Performance Considerations
Space Overhead
Maintaining multiple versions consumes additional storage:
- Undo logs (InnoDB) or version stores (SQL Server) can grow proportionally to write traffic.
- VACUUM (PostgreSQL) may need frequent runs to keep table bloat low.
Administrators should monitor version store size and tune parameters like max_wal_size (PostgreSQL) or innodb_max_undo_log_size (MySQL).
Impact on Long‑Running Transactions
Long‑running read‑only transactions hold onto old snapshots, preventing the cleanup of obsolete versions.

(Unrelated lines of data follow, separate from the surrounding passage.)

Issue #316, opened 2024-10-04
[placeholder issue] for recording old crate removal commit hash


matthiasgoergens:
Commit 0a407211dcbb5eeb9e0b02438c92ed46b3197c5f from https://github.com/scroll-tech/ceno/pull/89 broke `singer-pro`.  In https://github.com/scroll-tech/ceno/pull/314 we removed it temporarily.

This issue is here as a place-holder to remind us that we want to eventually restore the package.

TODO(Matthias): post instruction for how to do that, once the PR is merged, and we thus have a commit hash I can use in the instructions here.

_Originally posted by @hero78119 in https://github.com/scroll-tech/ceno/issues/314#issuecomment-2392919107_

PR #548, opened 2024-11-05
Remove unused sub-crates from `master`

matthiasgoergens:
We still have them in the git history, if/when we want them back.

@hero78119 Thanks for the suggestion.


hero78119 (approved):
👍 thanks for the effort!
We have an issue to track "singer-pro" after its removed, probably this PR can also point to same issue for reference.

hero78119:
related to #316

Cargo.lock
```diff
@@ -223,9 +223,9 @@ checksum = "37b2a672a2cb129a2e41c10b1224bb368f9f37a2b16b612598138befd7b37eb5"
 
 [[package]]
 name = "cc"
-version = "1.1.31"
+version = "1.1.34"
 source = "registry+https://github.com/rust-lang/crates.io-index"
-checksum = "c2e7962b54006dcfcc61cb72735f4d89bb97061dd6a7ed882ec6b8ee53714c6f"
+checksum = "67b9470d453346108f93a59222a9a1a5724db32d0a4727b7ab7ace4b4d822dc9"
```
kunxian-xia, line 228: Is it possible to revert the upgrade of these crates.

matthiasgoergens: Can.  I just recreated the lock file.

matthiasgoergens: Done.

PR #549, opened 2024-11-05
Remove `Rng` from PCS type paramter.

yczhangsjtu:
Extracting a small PR from #294.

The random generator is used only when the encoding scheme is Basecode, and not used for RS code. So remove it from the type parameter for Basefold, i.e., `Basefold<E, Spec, Rng>` is replaced with `Basefold<E, Spec>` to make the API simpler. Fix it to `ChaCha8Rng` in the implementation of Basecode.


matthiasgoergens (approved):
Thanks for breaking this off into a simple and easily reviewable PR.

kunxian-xia (approved):

PR #552, opened 2024-11-05
Refactor BaseFold test code

yczhangsjtu:
Extracting small PR from #294 

Refactor the test code in `mpcs/src/lib.rs`. Define some utility functions to simplify the tests.

Also merged the test functions in `mpcs/src/basefold.rs`.

PR #554, opened 2024-11-05
Merge two similar benchmarks in BaseFold into one

yczhangsjtu:
Extracting small PR from #294.

The two benchmarks `benches_commit_verify_rs` and `benches_commit_verify_basecode` are similar, differing only in the choice of parameter. Merge them into one benchmark file.

Also simplify the codes using the test utility functions introduced in #552 

Waiting for #552 to merge.


mpcs/src/lib.rs
```diff
@@ -357,14 +357,27 @@ fn err_too_many_variates(function: &str, upto: usize, got: usize) -> Error {
     })
 }
 
-#[cfg(test)]
+// TODO: Need to use some functions here in the integration benchmarks. But
+// unfortunately integration benchmarks do not compile the #[cfg(test)]
+// code. So remove the gate for the entire module, only gate the test
+// functions.
+// TODO(Matthias): use cfg(or(test, bench)) or something like that.
```
matthiasgoergens, line 364: We might want to actually do this. :)  Let me see what I can do for you.

mpcs/src/lib.rs
```diff
@@ -377,29 +388,26 @@ pub mod test_util {
...
-            DenseMultilinearExtension::from_evaluations_ext_vec(
-                num_vars,
-                (0..(1 << num_vars))
-                    .map(|_| E::random(&mut OsRng))
-                    .collect_vec(),
-            )
-        }
+    pub fn gen_rand_poly_base<E: ExtensionField>(num_vars: usize) -> DenseMultilinearExtension<E> {
+        DenseMultilinearExtension::random(num_vars, &mut OsRng)
+    }
```
lispc, line 393: in lib code (instead of testing code), we usually don't hard code RNG directly.   (besides, OsRng is slow actually, most of the time we need some kind of lightweighted rng like CHACHA RNG, that would be enough. 
  So i suggest give user  of this function the freedom to choose rng , and it is ok to use osrng in testing codes)

mpcs/src/lib.rs
```diff
@@ -357,14 +357,25 @@ fn err_too_many_variates(function: &str, upto: usize, got: usize) -> Error {
...
 }
 
-#[cfg(test)]
+// TODO: Need to use some functions here in the integration benchmarks. But
+// unfortunately integration benchmarks do not compile the #[cfg(test)]
+// code. So remove the gate for the entire module, only gate the test
+// functions.
+// This is not the best way: the test utility functions should not be
+// compiled in the release build. Need a better solution.
+#[doc(hidden)]
```
lispc, line 366: in zkevm-circuits, we have a "test" feature flag. and we write "#[cfg(any(feature = "test", test))]" a lot of places.

lispc (approved):

mpcs/src/lib.rs
yczhangsjtu: That means we run benchmarks using `cargo bench --features "test"`?

Issue #215, opened 2016-07-01
RepositoryConnectionUtil.isHasStatementOptimized(member) disappeared from FederationJoinOptimizer$OwnerScanner.getSingleOwner()


pulquero:
It seems that in going from 2.9 to 4.0 this was removed from FederationJoinOptimizer and hence no longer present in rdf4j. The purpose of this was to support stores that have a very expensive hasStatement() operation. In this case, it is cheaper to give up then take the hit of multiple hasStatement() calls.

It was also used in EmptyPatternOptimizer.

pulquero:
Support for setting bloom filters for federation members has been added. If present, the bloom filter is then used where possible instead of hasStatement(). This allows for custom hasStatement logic, in particular, a constant true can simply be returned for federation members that have a very expensive hasStatement impl.

PR #221, opened 2016-07-04
Issue #215: federation performance regression

pulquero:
This PR addresses GitHub issue: #215 

- Fixes performance regression by replacing missing old code with bloom filter alternative.

- [x] all tests succeed


jeenbroekstra:
Looks fine. But in order to use this, shouldn't we provide an actual implementation of a bloom filter?

core/sail/federation/src/main/java/org/eclipse/rdf4j/sail/federation/AbstractFederationConnection.java
```diff
@@ -434,10 +436,18 @@ private TupleExpr optimize(TupleExpr parsed, Dataset dataset, BindingSet binding
 		new QueryMultiJoinOptimizer().optimize(query, dataset, bindings);
 		// new FilterOptimizer().optimize(query, dataset, bindings);
 
-		new EmptyPatternOptimizer(members).optimize(query, dataset, bindings);
+		Map<Repository, RepositoryBloomFilter> bloomFilters = federation.getBloomFilters();
+		Map<RepositoryConnection, RepositoryBloomFilter> bloomFiltersByConn = new HashMap<>();
+		List<Repository> repoMembers = federation.getMembers();
+		for(int i=0; i<members.size(); i++) {
+			bloomFiltersByConn.put(members.get(i), bloomFilters.get(repoMembers.get(i)));
```
ansell: Does this need a null check on the result of repoMembers.get(i)?

core/sail/federation/src/main/java/org/eclipse/rdf4j/sail/federation/optimizers/FederationJoinOptimizer.java
```diff
@@ -370,6 +379,14 @@ else if (result != member) {
 			return result;
 		}
 
+		private boolean mayHaveStatement(RepositoryConnection conn, Resource subj, IRI pred, Value obj,
```
ansell: Can this method be reused as it seems to be implemented both here and in EmptyPatternOptimizer?

core/sail/federation/src/main/java/org/eclipse/rdf4j/sail/federation/optimizers/RepositoryBloomFilter.java
```diff
@@ -0,0 +1,22 @@
...
+
+import org.eclipse.rdf4j.model.IRI;
+import org.eclipse.rdf4j.model.Resource;
+import org.eclipse.rdf4j.model.Value;
+import org.eclipse.rdf4j.repository.RepositoryConnection;
+
+public interface RepositoryBloomFilter {
+
+	/**
+	 * Returns true if the repository may have such a statement or false if it definitely does not.
```
ansell: Needs javadoc to describe the parameters and preconditions.

core/sail/federation/src/main/java/org/eclipse/rdf4j/sail/federation/Federation.java
```diff
@@ -94,6 +100,18 @@ public void addMember(Repository member) {
...
 
+	List<Repository> getMembers() {
+		return Collections.unmodifiableList(members);
+	}
+
+	public void setBloomFilter(Repository member, RepositoryBloomFilter filter) {
+		bloomFilters.put(member, filter);
+	}
+
+	Map<Repository, RepositoryBloomFilter> getBloomFilters() {
```
ansell: Should this be a protected or private method?

core/sail/federation/src/main/java/org/eclipse/rdf4j/sail/federation/Federation.java
```diff
@@ -94,6 +100,18 @@ public void addMember(Repository member) {
 		members.add(member);
 	}
 
+	List<Repository> getMembers() {
```
ansell: Should this be a protected or private method?

ansell: Ie, being package private (default) means it is accessible to AbstractFederationConnection but no subclasses of this non-final class unless they place themselves inside of this package.

core/sail/federation/src/main/java/org/eclipse/rdf4j/sail/federation/optimizers/RepositoryBloomFilter.java
```diff
@@ -0,0 +1,37 @@
+/*******************************************************************************
+ * Copyright (c) 2015 Eclipse RDF4J contributors, Aduna, and others.
```
jeenbroekstra: Minor thing, but you're using the wrong copyright header. For new files, Aduna should not be mentioned. See the copyright header template in eclipse-settings/codetemplates.xml .

core/sail/federation/src/main/java/org/eclipse/rdf4j/sail/federation/optimizers/InaccurateRepositoryBloomFilter.java
```diff
@@ -0,0 +1,19 @@
+package org.eclipse.rdf4j.sail.federation.optimizers;
```
jeenbroekstra: Missing copyright header

core/sail/federation/src/main/java/org/eclipse/rdf4j/sail/federation/optimizers/AccurateRepositoryBloomFilter.java
```diff
@@ -0,0 +1,26 @@
+package org.eclipse.rdf4j.sail.federation.optimizers;
```
jeenbroekstra: Missing copyright header

core/sail/federation/src/main/java/org/eclipse/rdf4j/sail/federation/AbstractFederationConnection.java
```diff
@@ -434,10 +439,27 @@ private TupleExpr optimize(TupleExpr parsed, Dataset dataset, BindingSet binding
...
+		Map<RepositoryConnection, RepositoryBloomFilter> bloomFiltersByConn = new HashMap<>();
+		List<Repository> repoMembers = federation.getMembers();
+		for(int i=0; i<members.size(); i++) {
+			RepositoryBloomFilter bloomFilter = bloomFilters.get(repoMembers.get(i));
+			if (bloomFilter == null) {
+				bloomFilter = defaultBloomFilter;
+			}
+			bloomFiltersByConn.put(members.get(i), bloomFilter);
+		}
+		com.google.common.base.Function<RepositoryConnection, RepositoryBloomFilter> bloomFilterFunction = Functions.forMap(
```
jeenbroekstra: Given that we're Java 8 shop, shouldn't we use java.util.function.Function for this instead?

jeenbroekstra:
I can see these bloom filters potentially being useful for other Repository/Sail implementations as well (e.g. SPARQLRepository or HTTPRepository). Perhaps they should be moved into rdf4j-repository-api (in `oer.repository.optimizers` or `.filters` perhaps?)

core/sail/federation/src/main/java/org/eclipse/rdf4j/sail/federation/AbstractFederationConnection.java
```diff
@@ -434,10 +439,27 @@ private TupleExpr optimize(TupleExpr parsed, Dataset dataset, BindingSet binding
 		new QueryMultiJoinOptimizer().optimize(query, dataset, bindings);
 		// new FilterOptimizer().optimize(query, dataset, bindings);
 
-		new EmptyPatternOptimizer(members).optimize(query, dataset, bindings);
+		// prepare bloom filters
+		RepositoryBloomFilter defaultBloomFilter = new AccurateRepositoryBloomFilter(includeInferred);
+		Map<Repository, RepositoryBloomFilter> bloomFilters = federation.getBloomFilters();
+		Map<RepositoryConnection, RepositoryBloomFilter> bloomFiltersByConn = new HashMap<>();
+		List<Repository> repoMembers = federation.getMembers();
+		for(int i=0; i<members.size(); i++) {
```
ansell: Is the index link between the List at federation.getMembers() and the members List variable here documented? It seems like it would be safer and simpler to manage them as a map then as two lists that need synchronisation to work here.

pulquero: I agree, but supporting the existing constructors makes it a bit awkward. It is not just the optimizers, but also the connection subclasses. This was less invasive. Ideally, I would want to add a new constructor which took a list of pair<Repository,RepositoryConnection> instead of list<RepoConn>. I can map repoconn -> pair<null,repoconn> to keep backwards compatibility (and I have its adjoint, the forgetful functor in the opposite direction). Every repo is then known (or not) for every repoconn so it is a straightforward lookup to get the filter (or anything else in the future).

pulquero: Are we happy as-is or should I go ahead with this change?

jeenbroekstra: Sorry mark, lost track of this for a bit - but your proposal for an approach with a constructor with a list of pairs sounds good, if that makes things more flexible and robust. If you do this, could you add a comment on issue #215 itself that quickly outlines the changes to the API (and whether or not they are backward compatible)? Just so I have this at hand when the time comes to prep release notes.

pulquero: It was even easier, I noticed there is a RepositoryConnection.getRepository() method which is exactly what was needed.

jeenbroekstra:
Looks good to me! @ansell if you're happy too give me a thumbs up or something, and I will merge. 

Note that this goes into master - so we have a bit of time to make further refinements if required.

core/sail/federation/src/main/java/org/eclipse/rdf4j/sail/federation/AbstractFederationConnection.java
```diff
@@ -434,10 +438,18 @@ private TupleExpr optimize(TupleExpr parsed, Dataset dataset, BindingSet binding
 		new QueryMultiJoinOptimizer().optimize(query, dataset, bindings);
 		// new FilterOptimizer().optimize(query, dataset, bindings);
 
-		new EmptyPatternOptimizer(members).optimize(query, dataset, bindings);
+		// prepare bloom filters
+		RepositoryBloomFilter defaultBloomFilter = new AccurateRepositoryBloomFilter(includeInferred);
+		Map<Repository, RepositoryBloomFilter> bloomFilters = federation.getBloomFilters();
+		java.util.function.Function<Repository, RepositoryBloomFilter> bloomFilterFunction = c -> Optional.ofNullable(
```
ansell: This can be simplified even further to bloomFilters.getOrDefault(c, defaultBloomFilter).

core/sail/federation/src/main/java/org/eclipse/rdf4j/sail/federation/Federation.java
```diff
@@ -94,6 +100,18 @@ public void addMember(Repository member) {
 		members.add(member);
 	}
 
+	protected List<Repository> getMembers() {
+		return Collections.unmodifiableList(members);
+	}
+
+	public void setBloomFilter(Repository member, RepositoryBloomFilter filter) {
```
ansell: This needs javadoc to explain its assumptions, in particular, that not every Repository in getMembers needs to have this method called on it if the user doesn't need to override the default implementation.

core/sail/federation/src/main/java/org/eclipse/rdf4j/sail/federation/Federation.java
```diff
@@ -94,6 +100,18 @@ public void addMember(Repository member) {
 		members.add(member);
 	}
 
+	protected List<Repository> getMembers() {
```
ansell: This needs javadoc to explain the unmodifiable List return.

core/sail/federation/src/main/java/org/eclipse/rdf4j/sail/federation/Federation.java
```diff
@@ -94,6 +100,18 @@ public void addMember(Repository member) {
...
+		return Collections.unmodifiableList(members);
+	}
+
+	public void setBloomFilter(Repository member, RepositoryBloomFilter filter) {
+		bloomFilters.put(member, filter);
+	}
+
+	protected Map<Repository, RepositoryBloomFilter> getBloomFilters() {
```
ansell: This needs javadoc to explain the unmodifiable Map return.

core/sail/federation/src/main/java/org/eclipse/rdf4j/sail/federation/optimizers/EmptyPatternOptimizer.java
```diff
@@ -58,7 +70,8 @@ public void meet(StatementPattern node)
 		Value obj = node.getObjectVar().getValue();
 		Resource[] ctx = getContexts(node.getContextVar());
 		for (RepositoryConnection member : members) {
-			if (member.hasStatement(subj, pred, obj, true, ctx)) {
+			RepositoryBloomFilter bloomFilter = bloomFilters.apply(member.getRepository());
+			if (bloomFilter == null || bloomFilter.mayHaveStatement(member, subj, pred, obj, ctx)) {
```
ansell: This implementation detail, that a bloom filter is necessary for all repositories or else optimisation does not occur, should be documented in the class javadoc comment.

core/sail/federation/src/main/java/org/eclipse/rdf4j/sail/federation/optimizers/FederationJoinOptimizer.java
```diff
@@ -356,7 +370,8 @@ else if (dataset != null) {
 				// fallback to using hasStatement()
 				// but hopefully we narrowed it down to results
 				for (RepositoryConnection member : results) {
-					if (member.hasStatement(subj, pred, obj, true, ctx)) {
+					RepositoryBloomFilter bloomFilter = bloomFilters.apply(member.getRepository());
+					if (bloomFilter == null || bloomFilter.mayHaveStatement(member, subj, pred, obj, ctx)) {
```
ansell: Not sure how to interpret this line. It seems to say that if the bloom filter is not available, this repository could be chosen, which doesn't seem to make sense.

ansell: Ie, I would have presumed the refactoring to go to the following:

if (bloomFilter != null && bloomFilter.mayHaveStatement(...))

ansell:
There are no new tests for this fairly complex pull request so even if the current tests all succeed, it doesn't provide any regression tests for the new functionality, which is fairly large considering that optimisation code is affected. I can't approve it without tests of each of the new branches.

I understand that BloomFilters are difficult to test in general. but at least each of the new branches could be tested, including the "bloomFilter == null" cases that may not be tested by existing code that gets an accurate bloom filter applied to it in the previous constructor versions.

core/repository/api/src/main/java/org/eclipse/rdf4j/repository/filters/RepositoryBloomFilter.java
```diff
@@ -0,0 +1,37 @@
...
+	 * 
+	 * @param conn
+	 *        connection to the repository to check.
+	 * @param subj
+	 *        subject of the statement to check for (can be null).
+	 * @param pred
+	 *        predicate of the statement to check for (can be null).
+	 * @param obj
+	 *        object of the statement to check for (can be null).
+	 * @param ctxs
```
ansell: I dont believe that we support the case where ctxs is null in other interfaces. This should be an empty array or an array with a single null element for the all cases, and default cases respectively.

core/sail/federation/src/main/java/org/eclipse/rdf4j/sail/federation/Federation.java
ansell: Should this method support the removal case? I can't remember if HashMap.put(key, null) is supported, but in general the Map.put contract says that it can throw an NPE if value is null.

core/sail/federation/src/main/java/org/eclipse/rdf4j/sail/federation/optimizers/EmptyPatternOptimizer.java
pulquero: It is not needed for all. If I have a memory store and a MyDifferentStore, then only MyDifferentStore would need the bloom filter as the characteristics of memorystore.hasStatement() are generally good enough.

pulquero:
Or eliminate the branches through functional programming.

jeenbroekstra:
@pulquero what's the status of this PR? @ansell remarked that some additional regression tests for the new functionality are needed - are you in a position to add a few such tests?

core/sail/federation/src/main/java/org/eclipse/rdf4j/sail/federation/AbstractFederationConnection.java
```diff
@@ -434,10 +437,18 @@ private TupleExpr optimize(TupleExpr parsed, Dataset dataset, BindingSet binding
 		new QueryMultiJoinOptimizer().optimize(query, dataset, bindings);
 		// new FilterOptimizer().optimize(query, dataset, bindings);
 
-		new EmptyPatternOptimizer(members).optimize(query, dataset, bindings);
+		// prepare bloom filters
+		RepositoryBloomFilter defaultBloomFilter = new AccurateRepositoryBloomFilter(includeInferred);
+		Map<Repository, RepositoryBloomFilter> bloomFilters = federation.getBloomFilters();
+		java.util.function.Function<Repository, RepositoryBloomFilter> bloomFilterFunction = c -> bloomFilters.getOrDefault(
```
jeenbroekstra: If you change this function to `<Function, Optional<RepositoryBloomFliter>>` (implementation would be `c -> Optional.ofNullable(bloomFilters.get...))` then in the places where you now use `MoreObjects` you can simply do `firstFilter.or(secondFilter)`.

core/sail/federation/src/main/java/org/eclipse/rdf4j/sail/federation/optimizers/EmptyPatternOptimizer.java
```diff
@@ -58,7 +71,10 @@ public void meet(StatementPattern node)
 		Value obj = node.getObjectVar().getValue();
 		Resource[] ctx = getContexts(node.getContextVar());
 		for (RepositoryConnection member : members) {
-			if (member.hasStatement(subj, pred, obj, true, ctx)) {
+			RepositoryBloomFilter bloomFilter = MoreObjects.firstNonNull(
```
jeenbroekstra: As said above: if the output of the `bloomFilters` function is an `Optional<RepositoryBloomFilter>` you can replace this with:

    RepositoryBloomFilter bloomFilter = bloomFilters.apply(member.getRepository())
                                                                        .or(AccurateRepositoryBloomFilter.INCLUDE_INFERRED_INSTANCE);

jeenbroekstra: ...though I can see that in other places this may make the code a bit more complex. So not too hung up on changing this - if you prefer the current approach just leave it.

jeenbroekstra:
Running hudson build for this PR: https://hudson.eclipse.org/rdf4j/job/rdf4j-verify-pr/22/

core/sail/federation/src/main/java/org/eclipse/rdf4j/sail/federation/optimizers/EmptyPatternOptimizer.java
pulquero: Upon reflection, I think leave it as-is.

jeenbroekstra:
New (and old) tests all succeed, LGTM.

This can cause:
- Transaction ID wraparound in PostgreSQL, requiring periodic
VACUUM FREEZE. - Purge lag in InnoDB, leading to increased disk usage.
- Tempdb pressure in SQL Server.
Best practice: keep snapshot transactions short, or use statement‑level snapshots (READ COMMITTED) when possible.
Key Takeaways
- Snapshot isolation provides lock‑free reads by giving each transaction a point‑in‑time view of the data.
- MVCC stores immutable row versions, allowing readers to filter visible rows without acquiring shared locks.
- Major RDBMSs (PostgreSQL, MySQL InnoDB, SQL Server) implement snapshots using undo logs, version stores, or tuple metadata.
- Garbage collection (VACUUM, purge, tempdb cleanup) reclaims old versions once no active snapshot needs them.
- Pitfalls such as phantom reads and write skew require higher isolation levels or careful application logic.
- Performance trade‑offs include extra storage and the need to manage long‑running transactions to avoid version bloat.